We are moving from San Miguel de Allende to the Baja/Rosarito area in about two months to be closer to family in San Diego. I have contacted four real estate companies for help with a long-term rental and have heard nothing back. These four are Zinnia Quezada at BajaOnline, David Holt at Playas de Baja, Baja123.com and Jose Lopez at Remax.

Can anyone please give me the name of an agent that responds to emails and would like some business? We are looking for something near Rosarito, but will consider the area from Playas Tijuana to Ensenada. Thanks for your help.


----------



## RVGRINGO (May 16, 2007)

Generally speaking, agents aren‘t very interested in rentals, unless they are the overpriced vacation rentals, which pay them a large enough percentage. Of course, that has a large impact on the tenant, and is not something that a long-term tenant would find attractive. So, what to do?
I suggest taking a hotel for a week and then find a short term furnished rental for whatever time it takes you to explore the area and find a satisfactory place on your own. There are a lot available and you will soon learn how to ask/specify needs/eliminate areas and otherwise narrow your search.

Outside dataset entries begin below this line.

PR #51, opened 2020-04-13
added 'webdav_root' option

pataya23:
otherwise I get an error (webdav3.exceptions.RemoteResourceNotFound: Remote resource: </path> not found)

### DIFF
--- a/cookbook/provider/nextcloud.py
+++ b/cookbook/provider/nextcloud.py
@@ -16,9 +16,10 @@ class Nextcloud(Provider):
     @staticmethod
     def get_client(storage):
         options = {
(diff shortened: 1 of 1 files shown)


vabene1111:
what is the nextcloud/owncloud/webdav server (and version) you are using ? because it works for me with my nextcloud 18.02

But i will test it and if it works for my version as well i see no reason to change it

pataya23:
same here, nextcloud with 18.0.2. interesting...

vabene1111:
ok, i will quickly test it and if it works i see no reason to keep the old Version as the `webdav_root` option seems to be exactly for this.

vabene1111:
ok i have tested it with my nextcloud and it seems to work as expected, thanks for the PR!

PR #57, opened 2020-04-13
Allow mealplan items to have no recipes

tourn:
This allows leaving the recipe blank in the mealplan. Additionally, the first line of the note is displayed next to the recipe name. This allows to plan for meals that are not really recipes, like leftovers etc.

image

In this example the top left entry is just a note with no recipe.


vabene1111:
So from looking at the code this always displays the first line of the note, even if a recipe is linked is that correct ? 

What do you think about adding an additional field, e.g. `title` and make it so that either the title or the recipe must be set (in a form validator). I think this would be a little more intuitive as a user would not really guess the first line feature without reading some kind of instructions and allow for more flexibility with the note content.

tourn:
Yep, that would be more intuitive for sure. This was just my quick sunday evening hack to get what I want :) I'll look into implementing this in a cleaner way soon.

vabene1111:
Sure, your solution is very good as well and the least intrusive one by the means of code changes that could break anything but i think its worth going the extra few steps here.

PR #58, opened 2020-04-13
Add serving count to recipe

tourn:
This adds a number field for the number of servings creating a recipe.

image

This number is then used as a base for scaling the ingredient amounts in the recipe view. This improves scaling for recipes that have more than 1 serving.

image

image


vabene1111:
i have often thought about adding a feature like this but in the end decided against it. 

Why: All the people i know eat very different amounts of food and most times i open a recipe the "portions" or "serving count" or whatever it is called information is wrong to a degree where it is more misleading to exist than it helps. 

I see that other people might find this useful and i really like your implementation with adding it to the calculator but i kinda dont want to add it or at least would love to have it as an optional field (which would break the integration with the calculator) ...

I will have to think about this a little ...

tourn:
Of course, sadly, every recipe has a different idea of how much a serving is.
But since this is supposed to be my personal recipe database I can always adjust the ingredients (or the serving count!) according to my experience.
Since the calculator feature is already there, the serving count just makes it super convenient to add a recipe that says "4 servings" so the calculator works correctly.  
 Without my patch the calculator goes from 1 (= 4 servings) to 2(= 8 servings).
 With the patch the caculator starts at 4 (= 4 servings) and can be adjusted to any number, like 2 = 2 servings.

If you don't want to use it that's fine, i'm going to run it on my own fork anyway. If we agree on an implementation and keep the same code base then that's preferrable, though.

vabene1111:
yes definitely, as long as its possible i want to support everyone wishes without them having to deviate from upstream so they can benefit from newly made changes.

I totally understand your reasoning but i am still not really sure. When thinking about this the last time i thought about adding a feature were every user could submit a serving count and some kind of average would be build but i think that would break features like the calculator integration.

Another thing that would be possible is for every user to add his own serving counts where the recipe would be created without a number of serving and a user could then add the serving count. That would also integrate nicely with a feature i thought about that was something like a cooing logbook where you could, after cooking a meal, add a quick entry with some notes. This hasn't been implemented and thats what the comments are for currently but i think it would be nice (for example one could note which sides were used).

auanasgheps:
Hey, what's the status on this one? 
I'm a new user and I find confusing the current calculator, because there's no place to state how many portions will be served with such amount, and the calculator will just double the figure, not scale it.

DaFlowah:
I'd like to see this included.
Might need to brainstorm a bit how to integrate non-fractionable ingredients (like eggs: if a recipe requires an egg and it's for two servings, would be difficult to add 1.5 eggs. I love the Internation Unit System, but let's face the truth: no one weights eggs in grams, or any other imaginary unit systems).

tourn:
I'm currently running this on my own fork, but I'd rather not pull users
away from the main repository, especially since I'm slow to merge in new
updates and migrating the existing database is not always trivial.

Thinking about it, it shouldn't be too intrusive to merge my code into here
and add a configuration option to hide the serving count on the recipe
(basically setting it always to 1 by default). I might be able to look into
it over the holidays, but no promises. If anyone else feels up to it, feel
free to go ahead.

Regarding the fractions: Personally I don't really mind when a scaled
recipe gets weird numbers. I'd rather see 1.5 eggs on my shopping list than
trying to come up with some rounding mechanism that makes things more
complicated. (In that specific case I'd know to get 2 small eggs, or a
really big one instead)

auanasgheps:
Thanks @tourn for working on this.
I agree to have to see something like 1.5 eggs in the list.
Maybe we could add an option to flag ingredients that can't be easily divided, then show the exact calculation with a warning message "Hey, probably this doesn't make much sense because you said it can't be divided".

vabene1111:
Thanks @tourn for stepping in here. 

We discussed why the PR isn't merged yet in the discussion and i had some ideas on how to get the different standpoints together. 

To be honest my stance on the whole topic changed over the time i have been developing this application. When i started (and still for me personally) and dont see any use in serving counts as they are basically always wrong (if someone else eats, if you have more or less hunger, ...). But as this application has gained popularity i have to admint that many people really need this feature and it is definitly high on my priority list.

I will take @tourn PR as a base and add a few things (mainly that giving a serving count in cook log can caluclate an average serving over time or is at least displayed somewhere) and so that per user servings are possible. 

The rest should be straight forward (also i still love you approach that the calculator shows the servings directly). One thing that we need to take into account is the scaling in the meal plan and shopping list need to be adjusted as well if we change the base of the scaling from now always one to then the number of servings.

tourn:
Thanks for picking this up!

> One thing that we need to take into account is the scaling in the meal plan and shopping list need to be adjusted as well if we change the base of the scaling from now always one to then the number of servings.

If I understand you correctly, this is already taken care of. The meal plan and shopping list already scale correctly based on the configured serving count. The only awkward thing about it is that the current meal planning UI cannot pre-fill the correct number of servings for a recipe:

image

So if in the above Example I drag the Süsskartoffel-Auflauf into my meal plan, it will be planned 4 servings because that's its default serving count. If I manually set the multiplier (should probably be called "Number of servings" in this case) to say, 2, it will plan the same recipe with 2 servings. So it already works well in my opinion, it's just not very obvious/discoverable/user friendly.
This is also correctly transferred to the shopping list.

> that per user servings are possible.

This is a great idea. It might be worthwhile to keep the serving count on the recipe, just to have a default value, and using the personal "override" serving count of the user if they created one.

vabene1111:
ok i wasn't that deep into what you do and tough meal plan and shopping lists would need changing.

I would definitely keep the default and just add the user based on top of that. This might also be done directly at the model level with a custom method overriding the serving count if there is one custom to the user.

Do you want to take a look at bringing this PR to the current version and implement the few missing QOL features or should i do this ?

tourn:
All right, the PR is now up to date with the current develop branch.

- renamed the recipe multiplier label to "Serving Count"
- Displaying default serving count as a badge on the recipe cards (might have change it from "4" to "4 servings" to make it clearer)
- Displaying serving count on Meal-Plan-Entry popup

image

Things that handle serving count with this PR

- "Add to Shopping" from recipe view
- Meal Plan
  - including "Open Shopping list"
- Shopping list

Things I leave up to @vabene1111 
- The by-user serving override
- A config to hide all the serving count things (they all default to 1 and everything should work as before)
- Updating translations
  - the "Edit Meal-Plan" form still shows "Recipe Multiplier" as label
  - probably many more, especially in foreign languages
 
@vabene1111 let me know if that works for you or if there's anything else I can help you with.

Cheers!

vabene1111:
Sounds really good 👍 I hope I will find some time to merge this and add the few missing pieces soon.

Thank you very much for your help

It will pay off in happiness. Buena suerte & please post your progress and results.


----------



## TJGUY (Jan 5, 2016)

RVGRINGO said:


> Generally speaking, agents aren‘t very interested in rentals, unless they are the overpriced vacation rentals, which pay them a large enough percentage. Of course, that has a large impact on the tenant, and is not something that a long-term tenant would find attractive. So, what to do?
> I suggest taking a hotel for a week and then find a short term furnished rental for whatever time it takes you to explore the area and find a satisfactory place on your own. There are a lot available and you will soon learn how to ask/specify needs/eliminate areas and otherwise narrow your search. It will pay off in happiness. Buena suerte & please post your progress and results.


When I get home I'll give you a contact. She is a personal friend and is very good. She lives in Playas and does rentals and also does Rosarito.


----------



## boquete (Jan 18, 2016)

Thank you. I look forward to hearing from you later.


----------



## TJGUY (Jan 5, 2016)

I'm sorry. I didn't realize that I had posted an ad. I thought I was answering an expats request for help.:confused2:


----------



## boquete (Jan 18, 2016)

You can send me the agent referral directly to [deleted]
Gracias.


----------



## TJGUY (Jan 5, 2016)

boquete said:


> You can send me the agent referral directly to [deleted]
> Gracias.


I sent it to your private message.
Regards


----------